Why ABHAR Matters in Investment Analysis
1. Long-Term Performance Assessment
ABHAR helps investors evaluate whether a strategy generates consistent excess returns. Short-term metrics like daily or monthly abnormal returns can be noisy, but ABHAR smooths out volatility.
2. Benchmark Comparison
Not all benchmarks are equal. A small-cap stock might outperform the S&P 500 but underperform the Russell 2000. ABHAR forces me to choose the right benchmark.

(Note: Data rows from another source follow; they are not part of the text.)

Issue #7600, opened 2020-12-30
Zig runtime should set console output mode to utf-8 by default on Windows


chr-1x:
```zig
const std = @import("std");

pub fn main() void {
    std.log.debug("Hello, μ!  (^=◕ᴥ◕=^)", .{});
    var f = std.io.getStdOut();
    _ = f.write("Hello, μ!  (^=◕ᴥ◕=^)\n") catch @panic("write to stdout failed");
    f = std.io.getStdErr();
    _ = f.write("Hello, μ!  (^=◕ᴥ◕=^)\n") catch @panic("write to stderr failed");
}
```

```
> repro_windows_utf8.exe
debug: Hello, ╬╝!  (^=Γùòß┤ÑΓùò=^)
Hello, ╬╝!  (^=Γùòß┤ÑΓùò=^)
Hello, ╬╝!  (^=Γùòß┤ÑΓùò=^)
```

Poor kitty, its face has been replaced by encoding errors!

The zig documentation has this to say about string literals:

> String literals are single-item constant Pointers to null-terminated UTF-8 encoded byte arrays.
> ... String literals are const pointers to null-terminated arrays of u8, and by convention parameters that are "strings" are expected to be UTF-8 encoded slices of u8.

If this is true of all standard library functions, `std.log` and writers that refer to console output streams are expecting utf-8 encoded strings, and callers likely expect these functions to output these strings to the console as they appear in their source files or data sources. Users of zig command-line applications (and zig developers) may not have [configured Windows to use utf-8 by default](https://docs.microsoft.com/en-us/windows/console/classic-vs-vt#unicode), but this can be overridden for a given console session by [`SetConsoleOutputCP`](https://docs.microsoft.com/en-us/windows/console/setconsoleoutputcp).

I propose that the zig runtime should, at program startup, call `SetConsoleOutputCP` with an argument of [65001](https://docs.microsoft.com/en-us/windows/win32/intl/code-page-identifiers) to amend terminal output to correctly show utf-8 strings in all cases. If zig developers want legacy behavior or alternative code pages, they can call this function again with a different argument in their program's entry point.

chr-1x:
Note that if the zig runtime does *not* do this, every zig developer who wants to ensure that they correctly output UTF-8 encoded text on all Windows machines will have to insert os-specific logic in their startup code, which makes writing portable zig code a bit more of a headache and a bit less of a happens-by-default thing.

daurnimator:
[...]

Issue #5148, opened 2020-04-23
Cannot read unicode data from STDIN on Windows


Tetralux:
Tracking issue for how, on Windows, just using `ReadFile` will completely corrupt UTF-16 data.

Instead, you have to use `ReadConsoleW`.

For example:
```zig
extern "kernel32" fn ReadConsoleW(handle: os.fd_t, buffer: [*]u16, len: os.windows.DWORD, read: *os.windows.DWORD, input_ctrl: ?*c_void) i32;
extern "kernel32" fn SetConsoleOutputCP(cp: os.windows.UINT) i32;

// ...

assert(SetConsoleOutputCP(65001) != 0); // display outputted utf8 correctly in the console
    
var stdin = io.getStdIn().handle;
var data: [256]u16 = undefined;
var read: u32 = undefined;
const ok = ReadConsoleW(stdin, &data, data.len, &read, null); // type in '안녕'
assert(ok != 0);

var utf8: [1024]u8 = undefined;
const utf8_len = try unicode.utf16leToUtf8(&utf8, data[0..read]);
const s = utf8[0..utf8_len];

print("'{}'\n", .{s});  // prints out '안녕
                        //            '
```
As noted by @fengb, this may mean Zig needs to have a special `InStream` for the console.

doongjohn:
maybe we can solve this without windows api?
https://forum.nim-lang.org/t/5874#38913

Issue #3823, opened 2019-12-01
Return streams from `getStdOut`, `getStdIn`, and `getStdErr`


jayschwa:
In the Zig codebase (and in my own, what little that is), almost every call to these functions immediately performs `[in|out]Stream().stream`. If `getStdOut` and friends just returned the streams directly, that would probably DRY a lot of code. Perhaps `getStdOutFile` could be added for less common use-cases.

Exceptions I found in Zig codebase:
- `stdout_file.write()` in a couple places, but `OutStream` has `write` too.
- `cat_file` in a test takes `fs.File`s, but it looks like it's implementation is only concerned with a `read` and `write` method on its arguments, and would probably not be hard to change.

andrewrk:
If we provided global storage for stdio streams, it should probably be a buffered one, with a mutex protecting it. This would match stdin, stdout, stderr from libc. My only concern with this is that an application generally should be in control of its own standard I/O streams, and I don't want this to be an invitation to libraries to start dumping garbage into stdio. That's what #2586 is for.

And then the buffering and the mutex might not actually be necessary, depending on how the application is structured. The boilerplate is annoying, but it makes it clear that it's up to the application how it wants to deal with stdio.

Issue #224, opened 2017-01-18
add an error for using `var` when one could have used `const`


andrewrk:
```zig
fn add(a: i32, b: i32) {
    var x = a + b;
    return x;
}
```

Should give error: x should be declared const

daurnimator:
I think this should be a warning; not an error.

When debugging/prototyping, it's useful to comment out a line without having to refactor, e.g.

```zig
fn foo(a: i32, b: i32) {
    var x = a + b;
    // x = x + 4
    return x;
}
```

tgschultz:
Zig doesn't have warnings.

I feel like, if we're not going to trust the programmer on this, and the compiler can tell if a variable should be const or not, then why even make the programmer specify that information?

vi:
If such error is implemented, it should be ignorable at function / scope / var level using some attribute.

Unused non-constness can arise from generic / code generation context.

user00e00:
Maybe there should be warnings in zig, but instead of calling them "warnings", they should be called "debug-suppressed errors".

* When releasing a project, you want to optimize for readability and maximize the amount of assumptions the reader can make while reading code.
* When debugging, you want as little friction as possible while modifying code.

I think both of these are valid requests, but you cannot really have both (at the same time).

Some compile time checks should be skipped in debug mode if they add too much friction, IMO.

vi:
Suppressing this error should not be debug-only.

For example, in following code and in similar code, but generated outside Zig (code generation), `var q` should not require changing to `const q` if both blocks are happen to be excluded.

```zig
pub fn chunk_by_chunk(comptime a : bool, comptime b: bool) u32 {
    var q : u32 = 0;
    if (a) {
        q += 4;
    }
    if (b) {
        q += 1;
    }
    return q;
}

pub fn main() void {
    var q : u32 = chunk_by_chunk(false, false);
    @import("std").debug.warn("{}\n", q);
}
```

hryx:
I love this because it further guides authors to optimal code.

Questions:

1. Will this affect non-pub globals too? Or just statements?
2. One use case for intentionally using `var` over `const` is forcing non-comptime values in tests. Will underscore come to the rescue here?

```zig
test "var" {
    var x: u8 = 1;
    _ = x;
    switch (x) {
        // test some behavior here
    }
}
```

Sobeston:
[...]

PR #12400, opened 2022-08-11
std: Windows Console IO Fix

Vulfox:
I tried tackling what I thought would be a somewhat small fix for these issues:

Resolves https://github.com/ziglang/zig/issues/5148
Resolves https://github.com/ziglang/zig/issues/7600

There were a couple of places I  could make a solution work, but figured it would be best to introduce a new struct representing the std-out/err/in handles for Windows.

At first I was looking to change up `write` and `read` for the `File` struct with an if conditional on an `isTty()` check. It didn't seem right to add extra checks in these functions unnecessarily when I know that `io.getStdXYZ()` provides everything needed to know that the `File` or whatever returned type is meant for a `Console` on Windows. Doing so required some minimal changes to functions relying on `getStdXYZ()` to `getStdXYZ().writer()` or the equivalent for reader. On top of that, adding Windows specific fields to `File` also seemed like a bad idea for reading needs.

As far as not using `GetConsoleMode` or `SetConsoleOutputCP` for this, they seemed to have a risk of changing an active session's code page without any guarantees to the user that the program will set it back after it is finished or panics. I took a look at how Rust (may have borrowed some ideas from there) and Go implemented Windows console writing and they also didn't use these functions.

This is still a somewhat rough cut for a PR. I didn't want to make too many changes/additions without some input from maintainers. I can split this up into 2 different PRs for the Reader and Writer if need be, but I wanted to provide a fuller picture of what the changes look like for input and output.

Here's where I need some assistance/direction:
- I don't quite know how I can test the new ConsoleReader+ConsoleWriter in the std lib. If `File.(Read|Write)File` has some Windows specific tests I can mimic and try to implement for reading from a console, I will happily add some there, but it doesn't seem like there are any specifically for those and Windows. I could be blind 🤷‍♂️ 
- Is changing the `getStdXYZ` functions the best place for introducing this logic of translating utf8<->utf16 for Windows Console?
- Is `std/io` the preferred directory for the Windows specific reader and writer to live?

I was able to eye ball test these changes locally on Windows 10 and can confirm what used to return junk characters, now properly renders the correct unicode characters on the terminal.


lib/std/io.zig
```diff
@@ -46,14 +46,20 @@ fn getStdOutHandle() os.fd_t {
     return os.STDOUT_FILENO;
 }
 
+pub const StdOutType = if (builtin.os.tag == .windows) ConsoleWriter(4096) else File;
```
r00ster91, line 49: I really don't like introducing these types for all platforms just because of Windows. I think an internal solution that works without introducing any new public APIs would be much better even if it may mean that on Windows some structs need to have more fields or checks.

lib/std/Progress.zig
```diff
@@ -143,7 +143,7 @@ pub const Node = struct {
 /// API to return Progress rather than accept it as a parameter.
 /// `estimated_total_items` value of 0 means unknown.
 pub fn start(self: *Progress, name: []const u8, estimated_total_items: usize) *Node {
-    const stderr = std.io.getStdErr();
+    var stderr: std.io.StdErrType = std.io.getStdErr();
```
r00ster91, line 146: Similar thing here, if these have to be `var` now instead of `const` then I imagine it would have to be done in other places too, all just because of Windows. I hope we can find a solution where there are no external changes needed.

r00ster91 (commented):
Just my 2 cents.

lib/std/Progress.zig
Vulfox: Maybe this is just me getting mixed up between `const` and `var` keywords in Zig world, but wouldn't it be bad form/illegal to change the state of a field within a `const` like with the rotating fifo_utf8 buffer needed for reads? If it is, wouldn't that mean these have to be a `var` anyways if I introduce a change to `File` to read Utf16Le on Windows consoles?

I can try experimenting with changing `File` read/write to dance around Windows console. It would get rid of the need to update a lot of the compiler code to make it work within this repo.

Now this is if Zig does the translating of Utf16Le -> Utf8. If we have Windows do it under the hood, it would get rid of the need to change `File` or how we get Std handles. I'm just currently avoiding it to prevent any potential harm of changing someone's code page without them knowing.

r00ster91: Hmm I just really don't think that whatever `std.io.getStdErr` returns should have state like that such that you need to make it `var` in order to write or read from it. `std.fs.File` is a representation of the file, not the file itself.
So I think this change is just kind of breaking that way of thinking about it. I think it should keep returning always only one struct (`std.fs.File`).

But even so, anything that can be `const` should be `const`. In the future using `var` when you could use `const` might become an error: https://github.com/ziglang/zig/issues/224 which is supposed to remind the developer that maybe they wanted to mutate that variable.

> I can try experimenting with changing `File` read/write to dance around Windows console. It would get rid of the need to update a lot of the compiler code to make it work within this repo.

Yes, I think that's the right approach.

> If we have Windows do it under the hood, it would get rid of the need to change `File` or how we get Std handles.

That's possible with the `GetConsoleMode` and `SetConsoleOutputCP` functions you mentioned right? Hmm well for buffered writing for example you could set the output code page to UTF-8 and then after the flush reset it.
Well, I think there will be many people that will always want to use UTF-8 throughout their whole application, so maybe we just set the output code page to UTF-8 at the start of the program (or at the first write of anything) using `std.once` or something and then if the user wants any other code page they have to set it themselves? We could expose `SetConsoleOutputCP` with a nicer API or something.

However if the user sets the code page and only after that does their first write, the code page will be set to UTF-8 again. Maybe it is better to do it on program startup. But what if they never write anything in their whole program?
I don't know if you have any ideas here?

So maybe it is better to follow suit and do it without using those functions, like Rust and Go.

Vulfox: Been messing around with this off and on over the weekend. I can definitely get `write` to be solely in `File`. `read` on the other hand is being a bit tricky here, as I need mutability somewhere within itself or how it returns a reader. Unfortunately, most everything that uses `File` will use it with `const` for both it and the reader.

I've tried being a bit sneaky with how to return the reader:
```zig
    pub const WinConsoleReader = io.ConsoleReader(4096);
    pub const Reader = if (is_windows) WinConsoleReader.Reader else io.Reader(File, ReadError, read);

    pub fn reader(file: File) Reader {
        if (is_windows) {
            return (WinConsoleReader{ .file = file }).reader();
```

However, this is probably a footgun of some sorts where the scope of the WinConsoleReader is ended, so the reader ends up pointing to junk. Got any ideas as to how I might be able to utilize a small mutable buffer for reads without changing the current APIs?

r00ster91: Hmm if I look at Rust, it does seem to work like `let mut file = File::create("foo.txt")?;` there (so `var` instead of `let mut` in Zig) so maybe we will have to change all `const`s to `var`s or something? In that case it might make sense to discuss this further in a separate issue.

I'm still wondering if this is a feasible approach?

> Perhaps we can disallow (make it "unsafe") to set the code page with `SetConsoleOutputCP` and they have to use our function so that we can keep track of whether the user already set an explicit code page or not. If not, we can set it to UTF-8 on the first write of anything. Does this sound possible?

It does sound pretty simple to me. But maybe it's too hacky to do.

I suppose `GetConsoleOutputCP` or something would not be of much use because I assume these functions return UTF-16 as the default before any code page has been set.

Vulfox: > And ultimately, using var instead of const would only be required on Windows anyway, I think. I'm just thinking it might be a bit inconsistent when you're reading code but that's not very important.

If that feature comes into play where it complains about users using `var` instead of `const`, it will cause compilation errors for non-Windows targets, if they are developing from a Windows machine.

> It does sound pretty simple to me. Also sounds kinda hacky though so it's probably not the best solution.
>
> I suppose GetConsoleOutputCP or something would not be of much use because I assume these functions return UTF-16 as the default before any code page has been set (so that we can check whether an explicit code page has been set).

While I think we could find a way to use those API sets, I fear it may cause the active session's code page to change and there be no way back to the original code page. Sure we could try and gather what the current code page is and set it back at the end, but if the program is killed before it can handle the revert on code page, it goofs up the session.

> It might make sense to discuss this further in a separate issue.
I would be fine with that.

Vulfox: As far as proposals go, this might be related, https://github.com/ziglang/zig/issues/3823 . If there were a buffer of some sort living in between for these things, then UTF16 decoding could live with using those. Also instead of returning a `File` it is proposing to return `Reader`s instead, which could work in the favor of having Windows return specific Console Reader/Writers for its stdio.

topolarity: Would it be possible to side-step the reader buffering problem by under-filling the read buffer, if the remaining space might not be large enough for a complete codepoint?

If the read ended in a leading surrogate, just make another `ReadFileW` or `ReadConsoleW` call to get the remaining UTF-16 word and complete the codepoint.

topolarity: Thanks for the detailed thoughts. Makes good sense. We definitely need a buffer to support `readByte`

One more naive question for you: Is there a reason we can't use a static (`threadlocal`?) variable for that buffer? It seems like for correct-ness, we'd actually prefer it to be global.

Vulfox: > One more naive question for you: Is there a reason we can't use a static (`threadlocal`?) variable for that buffer? It seems like for correct-ness, we'd actually prefer it to be global.

I think that starts to dip into what the above [proposal](https://github.com/ziglang/zig/issues/3823) tries to potential provide as an answer from Andrew's comment. I'd be willing to throw in a `threadlocal` buffer+surrogate set for Windows reads and see what the looks like. Might come out cleaner for everyone. Give me a bit to toy with that (I'm not familiar with that keyword/it's usage 😅 ).

topolarity: Sounds great! Feel free to reach out on #stdlib-devel on the Discord if you'd talk through any of the finer points of the design 🙂

(I'm no concurrency expert either, but there are some folks in that channel who are)

Vulfox: Gave it a shot, and at a glance, yea, it is operating as you thought 🦸 . It allows us to keep all changes within `File` without having to change any user facing APIs. `threadlocal` might be a decent call to have for any given stdin handle devs use, but I would think this might cause headaches if multiple threads are reading from the same handle on Windows, which I don't know of a good reason off the top of my head to do that anyways.

Let me update this PR to reflect the consolidation of all this + cleanup + comments.

Vulfox: Alright, take a gander at this new version of `File` only changes to `read`/`write` and let me know what y'all think!

r00ster91: Looks good to me overall.

lib/std/fs/file.zig
```diff
@@ -8,8 +8,13 @@ const assert = std.debug.assert;
 const windows = os.windows;
 const Os = std.builtin.Os;
 const maxInt = std.math.maxInt;
+const FifoType = std.fifo.LinearFifo(u8, std.fifo.LinearFifoBufferType{ .Static = 4 });
 const is_windows = builtin.os.tag == .windows;
 
+threadlocal var win_surrogate: ?u16 = null;
```
topolarity, line 14: Hmm after thinking a bit more about this, I'm not sure this should be `threadlocal` after all. What I'd propose would be:
  - Leave the buffer as a static global (non-threadlocal)
  - Any use of `stdin` across threads on Windows requires you to synchronize I/O access using your own mutex or similar
  
Do you see any issues with that approach? cc @kprotty

kprotty: Its an odd restriction for only a single platform. If it does exist, I think it should extend to all platforms and even all tty Files

Vulfox: @topolarity I've been mulling over the implications of `threadlocal` as well. Your suggestion sounds like exactly what the proposal I mentioned before definitely wanted to _maybe_ tackle.

@kprotty  I can try to see what I can cook up to settle this in a platform agnostic way, while trying to dodge the bullet of changing any current public APIs/types.

topolarity: My thought was to require the user to synchronize their use of stdout/stdin with their own mutex, not to wrap this in a mutex in the standard library

That would leave the default behavior fast for single-threaded usage, while still making it possible to perform multi-threaded access correctly (multi-threaded access is broken with threadlocal, since each thread will see a different buffer)

andrewrk:
@Vulfox  could you please rebase this on latest master? My auto-rebase script failed due to conflicts.

andrewrk:
Unfortunately, this needs another rebase - CI tests didn't pass last time, and now there are conflicts with master branch.

andrewrk:
Closing - no updates for 30 days and CI checks are failing. Please open a new PR if you want to continue these efforts.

3. Detecting Market Inefficiencies
If a group of stocks consistently shows positive ABHAR, it may indicate a market anomaly. For example, value stocks historically have higher ABHARs than growth stocks over long periods.

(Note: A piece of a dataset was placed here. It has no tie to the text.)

Issue #12387, opened 2022-08-09
stage2 unable to build stage3 on x86_64 macos: panic: incorrect alignment


andrewrk:
Zig Version: `0.10.0-dev.3511+17511a48f`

Criticisms and Limitations of ABHAR
While useful, ABHAR has drawbacks:
1. Survivorship Bias
If I only include stocks that survive the entire holding period, I ignore delisted or bankrupt firms, inflating ABHAR.

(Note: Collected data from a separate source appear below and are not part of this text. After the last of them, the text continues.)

PR #12426, opened 2022-08-12
Fix #12423: auto_hash not hashing arrays of slices uniquely

### LINKED ISSUE #12423: std: auto_hash not hashing multi-dimensional arrays uniquely
### Zig Version

0.10.0-dev.3480+396eb730e

### Steps to Reproduce

Create the file `array_hash.zig` with the following content:
```zig
const std = @import("std");

pub fn main() !void {
    const array_a = [_][]const u32{ &.{ 1, 2, 3 }, &.{ 4, 5 } };
    const array_b = [_][]const u32{ &.{ 1, 2 }, &.{ 3, 4, 5 } };

    const hash_a = hash(&array_a);
    const hash_b = hash(&array_b);

    std.debug.print("a: {x} b: {x}\n", .{hash_a, hash_b});
}

fn hash(slice: []const []const u32) u64 {
    var hasher = std.hash.Wyhash.init(42);
    std.hash.autoHashStrat(&hasher, slice, .DeepRecursive);
    return hasher.final();
}
```

### Expected Behavior

The example code prints 2 different hashes.

### Actual Behavior

The example code prints the same hash twice.
The reason this happens is that `auto_hash` hashes arrays by iterating them, and hashing each element. Since the numbers iterated are the same for both arrays in my example, this results in the same output. To fix this, we could first hash all the elements, and then hash the length afterwards, making it impossible for this problem to occur.

yujiri8:
I applied the change suggested in #12423. I also noticed that the switch seemed redundant since it just passes through the strat in either case, so I collapsed it to the else branch.

### DIFF
--- a/lib/std/hash/auto_hash.zig
+++ b/lib/std/hash/auto_hash.zig
@@ -30,13 +30,15 @@ pub fn hashPointer(hasher: anytype, key: anytype, comptime strat: HashStrategy) 
             .DeepRecursive => hash(hasher, key.*, .DeepRecursive),
         },
 
-        .Slice => switch (strat) {
-            .Shallow => {
-                hashPointer(hasher, key.ptr, .Shallow);
-                hash(hasher, key.len, .Shallow);
-            },
-            .Deep => hashArray(hasher, key, .Shallow),
-            .DeepRecursive => hashArray(hasher, key, .DeepRecursive),
+        .Slice => {
+            switch (strat) {
+                .Shallow => {
+                    hashPointer(hasher, key.ptr, .Shallow);
+                },
+                .Deep => hashArray(hasher, key, .Shallow),
+                .DeepRecursive => hashArray(hasher, key, .DeepRecursive),
+            }
+            hash(hasher, key.len, .Shallow);
         },
 
         .Many,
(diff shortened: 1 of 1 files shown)


Vexu:
Test please!

yujiri8:
Ahhhhhhhhhhhhh

I had tested it on the code given in the issue, but when I went to add it to the stdlib I noticed that the array test was already passing without changes, which meant it wasn't running through hashArray. So I figured out what was going on and realized that hashArray was probably the wrong function to change. I had gone into hashArray because the issue was titled "multi-dimensional arrays", but that's not really true, those are *not* arrays of arrays, they're arrays of slices! Array's length is part of their type, so it doesn't make sense to include that. Where it really needed to be added was on slices. So I've updated the PR to do that instead, and include a new test based on the code from the issue.

topolarity:
Now that the array len is included when hashing slices, this behavior has changed:

```zig
fn testHash(key: anytype) u64 {
    var hasher = Wyhash.init(0);
    hash(&hasher, key, .Deep);
    return hasher.final();
}


test "testHash multi-dimensional array" {
    const a = [_]u32{ 1, 2, 3 };
    const b: []const u32 = &a;
    try testing.expect(testHash(a) == testHash(b)); // fails, as of this PR
}
```

This one is not related to this change, but it looks like arrays are implicitly flattened when hashing:
```zig
test "testHash multi-dimensional array" {
    const a = [_]u32{ 1, 2, 3, 4, 5, 6 };
    const b = [_][3]u32{ .{ 1, 2, 3 }, .{ 4, 5, 6 } };
    try testing.expect(testHash(a) != testHash(b)); // fails, these compare equal
}
```

Vexu:
The reason for array len not being included was that it doesn't effect the primary use of `auto_hash` as being the hash function for `AutoHashMap`s where the array lengths are guaranteed to be the same due to typing, but it would be reasonable to argue that they should also be included for more generic use cases.

PR #12427, opened 2022-08-12
tokenizer: cleanups

r00ster91:
Just a few minor things that have been bothering me a little the few times I wanted to make some changes in this file.

### DIFF
--- a/lib/std/zig/tokenizer.zig
+++ b/lib/std/zig/tokenizer.zig
@@ -1485,7 +1485,7 @@ test "line comment followed by top-level comptime" {
     });
 }
 
-test "tokenizer - unknown length pointer and then c pointer" {
+test "unknown length pointer and then c pointer" {
     try testTokenize(
         \\[*]u8
         \\[*c]u8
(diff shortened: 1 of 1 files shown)


lib/std/zig/tokenizer.zig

2. Reinvestment Assumption
ABHAR assumes dividends are reinvested, which may not reflect real-world investor behavior.
3. Skewness in Returns
A few extreme performers can distort ABHAR. If one stock in my portfolio has a 500% return while others are flat, the average won’t represent most holdings.
ABHAR vs. Other Performance Metrics
Metric | Time Horizon | Adjusts for Risk | Benchmark-Dependent |
---|---|---|---|
ABHAR | Long-term | No | Yes |
CAR (Cumulative Abnormal Return) | Short-term | No | Yes |
Alpha (CAPM) | Any | Yes | Yes |
Sharpe Ratio | Any | Yes | No |
When to Use ABHAR
- Evaluating long-term strategies (e.g., Warren Buffett’s buy-and-hold approach)
- Comparing sector performance (e.g., tech vs. healthcare over a decade)
- Testing factor-based investing (e.g., low-volatility stocks vs. high-beta stocks)
Real-World Applications of ABHAR
Case Study: FAANG Stocks (2015-2020)
I analyzed the five-year ABHAR of FAANG stocks (Facebook, Apple, Amazon, Netflix, Google) against the S&P 500:
Stock | 5-Year Cumulative Return | S&P 500 Return | BHAR |
---|---|---|---|
FB | 210% | 68% | 142% |
AAPL | 240% | 68% | 172% |
AMZN | 380% | 68% | 312% |
NFLX | 420% | 68% | 352% |
GOOGL | 190% | 68% | 122% |
The ABHAR for FAANG stocks was:
ABHAR = \frac{142\% + 172\% + 312\% + 352\% + 122\%}{5} = 220\%This shows FAANG stocks crushed the market by an average of 220% over five years.
Improving ABHAR with Risk Adjustments
One critique of ABHAR is that it ignores risk. A stock with a high ABHAR might just be riskier. To address this, I sometimes use risk-adjusted BHAR by incorporating the Capital Asset Pricing Model (CAPM):
BHAR_{i,T}^{adj} = BHAR_{i,T} - (\beta_i \times (R_{m,T} - R_{f,T}))Where:
- \beta_i = Stock’s beta
- R_{m,T} = Market return over period T
- R_{f,T} = Risk-free rate over period T
This adjustment helps me determine whether the excess return compensates for additional risk.
Final Thoughts
ABHAR is a powerful tool for assessing long-term investment performance. While it has limitations, it provides a clear measure of how well a strategy beats the market. By combining ABHAR with risk-adjusted metrics, I gain deeper insights into whether outperformance is due to skill or excessive risk-taking.